(Input records):
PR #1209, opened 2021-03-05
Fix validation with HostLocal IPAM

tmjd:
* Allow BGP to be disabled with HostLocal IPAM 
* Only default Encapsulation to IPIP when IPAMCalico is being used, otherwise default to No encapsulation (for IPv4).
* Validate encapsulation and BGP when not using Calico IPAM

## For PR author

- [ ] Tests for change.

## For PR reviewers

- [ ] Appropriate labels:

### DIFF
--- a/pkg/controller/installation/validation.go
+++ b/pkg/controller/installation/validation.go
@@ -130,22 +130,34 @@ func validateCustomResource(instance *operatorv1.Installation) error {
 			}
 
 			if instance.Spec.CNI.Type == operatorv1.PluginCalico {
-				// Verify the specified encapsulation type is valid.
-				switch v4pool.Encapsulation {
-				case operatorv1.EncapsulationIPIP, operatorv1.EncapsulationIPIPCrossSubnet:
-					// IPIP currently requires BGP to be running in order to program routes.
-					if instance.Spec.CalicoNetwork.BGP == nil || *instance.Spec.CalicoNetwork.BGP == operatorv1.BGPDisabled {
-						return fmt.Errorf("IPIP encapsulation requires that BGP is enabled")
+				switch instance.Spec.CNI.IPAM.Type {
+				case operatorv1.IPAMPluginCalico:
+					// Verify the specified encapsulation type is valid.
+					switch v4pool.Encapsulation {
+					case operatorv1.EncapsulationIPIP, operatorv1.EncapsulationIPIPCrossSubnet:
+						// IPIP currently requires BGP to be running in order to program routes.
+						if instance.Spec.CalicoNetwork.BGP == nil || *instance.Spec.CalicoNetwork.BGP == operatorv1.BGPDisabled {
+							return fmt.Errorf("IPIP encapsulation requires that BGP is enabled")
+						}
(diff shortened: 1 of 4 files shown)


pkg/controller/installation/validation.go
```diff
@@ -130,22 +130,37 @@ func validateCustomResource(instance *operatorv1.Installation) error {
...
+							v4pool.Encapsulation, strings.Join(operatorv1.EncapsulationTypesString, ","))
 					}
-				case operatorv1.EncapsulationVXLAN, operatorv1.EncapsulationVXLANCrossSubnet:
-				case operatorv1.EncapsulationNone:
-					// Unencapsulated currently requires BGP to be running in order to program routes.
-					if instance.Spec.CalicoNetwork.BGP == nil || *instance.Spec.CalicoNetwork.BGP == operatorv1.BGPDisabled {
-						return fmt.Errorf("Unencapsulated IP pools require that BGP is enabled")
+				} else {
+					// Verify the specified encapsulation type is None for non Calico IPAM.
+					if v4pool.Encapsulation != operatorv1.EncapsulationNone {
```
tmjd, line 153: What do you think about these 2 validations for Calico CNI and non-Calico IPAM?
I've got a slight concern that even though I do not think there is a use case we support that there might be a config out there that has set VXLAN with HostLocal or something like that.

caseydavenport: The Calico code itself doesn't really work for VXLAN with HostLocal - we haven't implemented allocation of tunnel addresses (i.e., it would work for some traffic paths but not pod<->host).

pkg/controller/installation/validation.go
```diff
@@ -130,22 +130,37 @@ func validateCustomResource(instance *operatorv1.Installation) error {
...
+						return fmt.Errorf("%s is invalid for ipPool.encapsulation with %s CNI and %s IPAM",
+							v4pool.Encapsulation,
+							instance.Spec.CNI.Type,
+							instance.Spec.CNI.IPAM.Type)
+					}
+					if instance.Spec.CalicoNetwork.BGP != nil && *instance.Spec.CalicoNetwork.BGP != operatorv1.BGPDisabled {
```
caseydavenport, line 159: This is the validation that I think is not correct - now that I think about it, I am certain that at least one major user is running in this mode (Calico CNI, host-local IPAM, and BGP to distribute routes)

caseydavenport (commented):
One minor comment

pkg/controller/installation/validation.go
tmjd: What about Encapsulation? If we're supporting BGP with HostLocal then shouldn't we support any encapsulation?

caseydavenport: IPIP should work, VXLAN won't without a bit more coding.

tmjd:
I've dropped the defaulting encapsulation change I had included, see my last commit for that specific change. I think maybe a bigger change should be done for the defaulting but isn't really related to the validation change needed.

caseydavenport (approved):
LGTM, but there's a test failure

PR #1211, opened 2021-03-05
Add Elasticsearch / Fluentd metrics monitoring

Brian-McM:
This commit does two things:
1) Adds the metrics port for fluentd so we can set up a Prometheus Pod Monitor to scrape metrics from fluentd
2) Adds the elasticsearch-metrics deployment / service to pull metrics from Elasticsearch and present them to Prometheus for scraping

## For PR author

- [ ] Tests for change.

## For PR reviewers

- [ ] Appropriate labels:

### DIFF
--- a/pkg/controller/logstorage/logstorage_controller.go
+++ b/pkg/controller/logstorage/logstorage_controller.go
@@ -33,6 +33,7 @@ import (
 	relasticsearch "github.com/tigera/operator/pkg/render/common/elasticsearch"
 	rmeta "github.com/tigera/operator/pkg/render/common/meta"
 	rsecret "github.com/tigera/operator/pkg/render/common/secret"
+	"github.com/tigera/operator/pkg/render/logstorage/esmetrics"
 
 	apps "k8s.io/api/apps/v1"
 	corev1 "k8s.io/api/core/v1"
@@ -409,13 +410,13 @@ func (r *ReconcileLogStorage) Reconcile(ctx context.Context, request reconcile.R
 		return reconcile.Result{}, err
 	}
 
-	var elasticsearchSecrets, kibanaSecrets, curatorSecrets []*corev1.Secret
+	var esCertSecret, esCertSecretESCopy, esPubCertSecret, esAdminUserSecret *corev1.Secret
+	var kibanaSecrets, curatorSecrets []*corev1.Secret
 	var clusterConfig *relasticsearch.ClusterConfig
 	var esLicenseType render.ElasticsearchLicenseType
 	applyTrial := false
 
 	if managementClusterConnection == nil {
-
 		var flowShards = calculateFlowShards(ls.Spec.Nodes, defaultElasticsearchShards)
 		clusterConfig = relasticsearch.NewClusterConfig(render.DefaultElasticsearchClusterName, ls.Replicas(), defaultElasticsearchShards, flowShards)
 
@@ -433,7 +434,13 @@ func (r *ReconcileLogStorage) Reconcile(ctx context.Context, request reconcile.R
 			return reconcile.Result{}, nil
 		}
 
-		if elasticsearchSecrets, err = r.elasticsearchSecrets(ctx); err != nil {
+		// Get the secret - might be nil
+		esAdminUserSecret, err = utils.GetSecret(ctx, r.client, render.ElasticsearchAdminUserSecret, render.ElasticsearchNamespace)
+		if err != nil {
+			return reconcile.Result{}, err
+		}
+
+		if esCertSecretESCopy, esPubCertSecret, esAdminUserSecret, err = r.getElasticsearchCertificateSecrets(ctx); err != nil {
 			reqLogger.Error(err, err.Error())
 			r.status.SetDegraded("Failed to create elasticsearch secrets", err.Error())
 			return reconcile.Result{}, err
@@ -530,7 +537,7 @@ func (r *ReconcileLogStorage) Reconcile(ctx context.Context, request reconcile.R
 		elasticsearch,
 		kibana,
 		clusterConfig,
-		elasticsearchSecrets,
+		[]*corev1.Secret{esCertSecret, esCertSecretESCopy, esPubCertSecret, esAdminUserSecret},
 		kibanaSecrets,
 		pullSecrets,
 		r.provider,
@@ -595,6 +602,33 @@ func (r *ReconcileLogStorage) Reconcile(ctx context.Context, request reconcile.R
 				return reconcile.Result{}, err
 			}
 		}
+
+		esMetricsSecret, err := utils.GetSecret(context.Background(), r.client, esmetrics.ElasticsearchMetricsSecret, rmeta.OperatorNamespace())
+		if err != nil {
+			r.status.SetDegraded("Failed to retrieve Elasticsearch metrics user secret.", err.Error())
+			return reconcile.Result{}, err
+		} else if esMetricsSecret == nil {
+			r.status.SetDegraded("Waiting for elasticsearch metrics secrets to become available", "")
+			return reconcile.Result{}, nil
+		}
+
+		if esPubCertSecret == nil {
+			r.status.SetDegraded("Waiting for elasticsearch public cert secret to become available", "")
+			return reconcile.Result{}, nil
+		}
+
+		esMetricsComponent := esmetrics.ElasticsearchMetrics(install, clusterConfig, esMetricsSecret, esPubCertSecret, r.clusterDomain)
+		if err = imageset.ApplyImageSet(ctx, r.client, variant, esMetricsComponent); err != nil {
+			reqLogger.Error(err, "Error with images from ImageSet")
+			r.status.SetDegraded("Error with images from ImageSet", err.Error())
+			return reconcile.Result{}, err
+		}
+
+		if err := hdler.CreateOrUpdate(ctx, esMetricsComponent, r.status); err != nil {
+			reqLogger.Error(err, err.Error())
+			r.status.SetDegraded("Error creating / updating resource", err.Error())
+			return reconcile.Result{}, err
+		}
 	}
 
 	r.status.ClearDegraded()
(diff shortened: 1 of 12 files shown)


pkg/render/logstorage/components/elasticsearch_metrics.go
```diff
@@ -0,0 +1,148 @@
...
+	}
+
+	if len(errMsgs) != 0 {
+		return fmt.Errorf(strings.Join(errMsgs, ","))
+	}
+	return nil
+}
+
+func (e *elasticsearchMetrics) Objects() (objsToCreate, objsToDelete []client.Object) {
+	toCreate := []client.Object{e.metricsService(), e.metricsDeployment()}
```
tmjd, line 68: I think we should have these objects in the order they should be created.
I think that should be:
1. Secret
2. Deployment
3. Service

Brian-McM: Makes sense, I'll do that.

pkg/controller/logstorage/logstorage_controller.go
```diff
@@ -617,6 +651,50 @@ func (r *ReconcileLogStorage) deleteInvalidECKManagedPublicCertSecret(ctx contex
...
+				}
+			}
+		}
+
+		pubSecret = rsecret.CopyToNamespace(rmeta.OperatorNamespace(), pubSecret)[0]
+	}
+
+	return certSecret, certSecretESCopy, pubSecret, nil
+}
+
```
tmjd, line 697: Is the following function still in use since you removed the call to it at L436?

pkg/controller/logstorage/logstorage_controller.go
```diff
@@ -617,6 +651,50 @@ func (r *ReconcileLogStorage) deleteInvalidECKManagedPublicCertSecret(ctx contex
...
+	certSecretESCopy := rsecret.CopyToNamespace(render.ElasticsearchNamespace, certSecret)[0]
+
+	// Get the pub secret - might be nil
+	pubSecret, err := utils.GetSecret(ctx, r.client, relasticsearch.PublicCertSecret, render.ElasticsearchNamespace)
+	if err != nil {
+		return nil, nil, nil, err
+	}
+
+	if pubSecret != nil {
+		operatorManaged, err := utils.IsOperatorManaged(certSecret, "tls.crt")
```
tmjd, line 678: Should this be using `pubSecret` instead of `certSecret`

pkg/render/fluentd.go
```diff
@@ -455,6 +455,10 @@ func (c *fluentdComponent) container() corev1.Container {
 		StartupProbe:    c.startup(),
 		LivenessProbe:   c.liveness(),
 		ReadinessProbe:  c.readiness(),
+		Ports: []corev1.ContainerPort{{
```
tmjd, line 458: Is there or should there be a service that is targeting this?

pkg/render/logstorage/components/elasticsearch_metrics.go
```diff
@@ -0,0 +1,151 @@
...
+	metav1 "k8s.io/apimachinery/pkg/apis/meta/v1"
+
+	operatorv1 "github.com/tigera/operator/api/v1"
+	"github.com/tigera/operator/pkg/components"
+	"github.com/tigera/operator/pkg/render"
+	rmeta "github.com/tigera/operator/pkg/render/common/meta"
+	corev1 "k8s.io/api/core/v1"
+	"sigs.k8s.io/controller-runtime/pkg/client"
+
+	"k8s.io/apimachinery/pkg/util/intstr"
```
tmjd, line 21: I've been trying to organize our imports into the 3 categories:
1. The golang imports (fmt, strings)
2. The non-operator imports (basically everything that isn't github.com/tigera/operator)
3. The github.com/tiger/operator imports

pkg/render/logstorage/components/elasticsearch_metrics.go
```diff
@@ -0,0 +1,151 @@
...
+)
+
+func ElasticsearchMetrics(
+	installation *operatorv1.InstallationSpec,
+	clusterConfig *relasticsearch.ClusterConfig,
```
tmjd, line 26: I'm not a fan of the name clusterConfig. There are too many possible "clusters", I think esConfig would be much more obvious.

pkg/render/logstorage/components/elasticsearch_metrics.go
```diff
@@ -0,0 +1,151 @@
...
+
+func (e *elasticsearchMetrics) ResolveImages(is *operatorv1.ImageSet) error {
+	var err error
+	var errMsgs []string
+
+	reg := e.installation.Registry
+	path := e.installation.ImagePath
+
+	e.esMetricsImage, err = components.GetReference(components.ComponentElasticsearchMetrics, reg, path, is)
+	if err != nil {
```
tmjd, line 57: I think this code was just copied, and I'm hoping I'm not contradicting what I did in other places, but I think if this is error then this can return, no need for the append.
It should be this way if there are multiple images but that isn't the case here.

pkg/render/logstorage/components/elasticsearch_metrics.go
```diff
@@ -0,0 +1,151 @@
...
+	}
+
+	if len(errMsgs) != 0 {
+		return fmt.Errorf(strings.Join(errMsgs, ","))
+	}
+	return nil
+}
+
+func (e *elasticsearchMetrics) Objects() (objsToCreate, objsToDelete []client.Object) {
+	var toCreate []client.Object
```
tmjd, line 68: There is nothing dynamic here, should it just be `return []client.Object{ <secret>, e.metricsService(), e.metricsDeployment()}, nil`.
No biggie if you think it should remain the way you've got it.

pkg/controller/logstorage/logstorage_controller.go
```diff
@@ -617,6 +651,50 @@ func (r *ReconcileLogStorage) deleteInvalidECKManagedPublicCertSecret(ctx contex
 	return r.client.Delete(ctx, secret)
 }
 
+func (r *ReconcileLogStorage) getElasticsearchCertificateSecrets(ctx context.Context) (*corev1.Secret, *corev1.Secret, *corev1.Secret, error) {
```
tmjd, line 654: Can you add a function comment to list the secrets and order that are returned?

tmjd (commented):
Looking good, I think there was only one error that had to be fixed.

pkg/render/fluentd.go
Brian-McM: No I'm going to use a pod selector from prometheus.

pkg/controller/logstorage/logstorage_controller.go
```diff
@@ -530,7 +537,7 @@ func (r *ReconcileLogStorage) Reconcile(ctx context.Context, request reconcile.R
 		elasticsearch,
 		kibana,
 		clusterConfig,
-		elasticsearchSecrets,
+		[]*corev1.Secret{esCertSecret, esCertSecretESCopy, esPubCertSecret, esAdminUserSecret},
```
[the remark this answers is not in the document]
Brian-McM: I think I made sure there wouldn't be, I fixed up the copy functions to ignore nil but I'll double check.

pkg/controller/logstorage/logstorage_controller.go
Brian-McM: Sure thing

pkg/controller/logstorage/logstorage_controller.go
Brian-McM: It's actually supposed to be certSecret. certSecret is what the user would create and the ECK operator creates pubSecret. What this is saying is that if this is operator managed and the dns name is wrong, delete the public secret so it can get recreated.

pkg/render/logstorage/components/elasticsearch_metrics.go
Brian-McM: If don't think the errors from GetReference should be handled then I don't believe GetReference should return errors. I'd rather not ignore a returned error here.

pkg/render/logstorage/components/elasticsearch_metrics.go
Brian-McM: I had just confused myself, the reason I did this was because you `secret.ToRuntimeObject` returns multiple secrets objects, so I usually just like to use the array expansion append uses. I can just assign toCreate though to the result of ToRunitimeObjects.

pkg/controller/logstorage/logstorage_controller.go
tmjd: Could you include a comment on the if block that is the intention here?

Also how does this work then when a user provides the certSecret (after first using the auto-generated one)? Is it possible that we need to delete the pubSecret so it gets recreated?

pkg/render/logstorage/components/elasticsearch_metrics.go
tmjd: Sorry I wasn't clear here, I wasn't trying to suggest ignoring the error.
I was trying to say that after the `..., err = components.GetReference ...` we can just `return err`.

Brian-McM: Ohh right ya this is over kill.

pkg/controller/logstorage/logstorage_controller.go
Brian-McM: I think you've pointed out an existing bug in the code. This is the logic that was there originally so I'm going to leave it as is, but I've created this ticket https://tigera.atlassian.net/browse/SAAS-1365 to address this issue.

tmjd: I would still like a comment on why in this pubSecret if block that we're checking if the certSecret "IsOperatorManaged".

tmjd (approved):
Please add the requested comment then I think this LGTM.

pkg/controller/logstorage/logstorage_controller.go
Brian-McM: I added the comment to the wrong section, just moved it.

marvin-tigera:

(What you have to do):
In the entries above, one line contains "(diff shortened: 1 of 12 files shown)" and another contains "tmjd, line 697: Is". Reproduce exactly those two lines and the lines between them, nothing else.

(Written solution):
(diff shortened: 1 of 12 files shown)


pkg/render/logstorage/components/elasticsearch_metrics.go
```diff
@@ -0,0 +1,148 @@
...
+	}
+
+	if len(errMsgs) != 0 {
+		return fmt.Errorf(strings.Join(errMsgs, ","))
+	}
+	return nil
+}
+
+func (e *elasticsearchMetrics) Objects() (objsToCreate, objsToDelete []client.Object) {
+	toCreate := []client.Object{e.metricsService(), e.metricsDeployment()}
```
tmjd, line 68: I think we should have these objects in the order they should be created.
I think that should be:
1. Secret
2. Deployment
3. Service

Brian-McM: Makes sense, I'll do that.

pkg/controller/logstorage/logstorage_controller.go
```diff
@@ -617,6 +651,50 @@ func (r *ReconcileLogStorage) deleteInvalidECKManagedPublicCertSecret(ctx contex
...
+				}
+			}
+		}
+
+		pubSecret = rsecret.CopyToNamespace(rmeta.OperatorNamespace(), pubSecret)[0]
+	}
+
+	return certSecret, certSecretESCopy, pubSecret, nil
+}
+
```
tmjd, line 697: Is the following function still in use since you removed the call to it at L436?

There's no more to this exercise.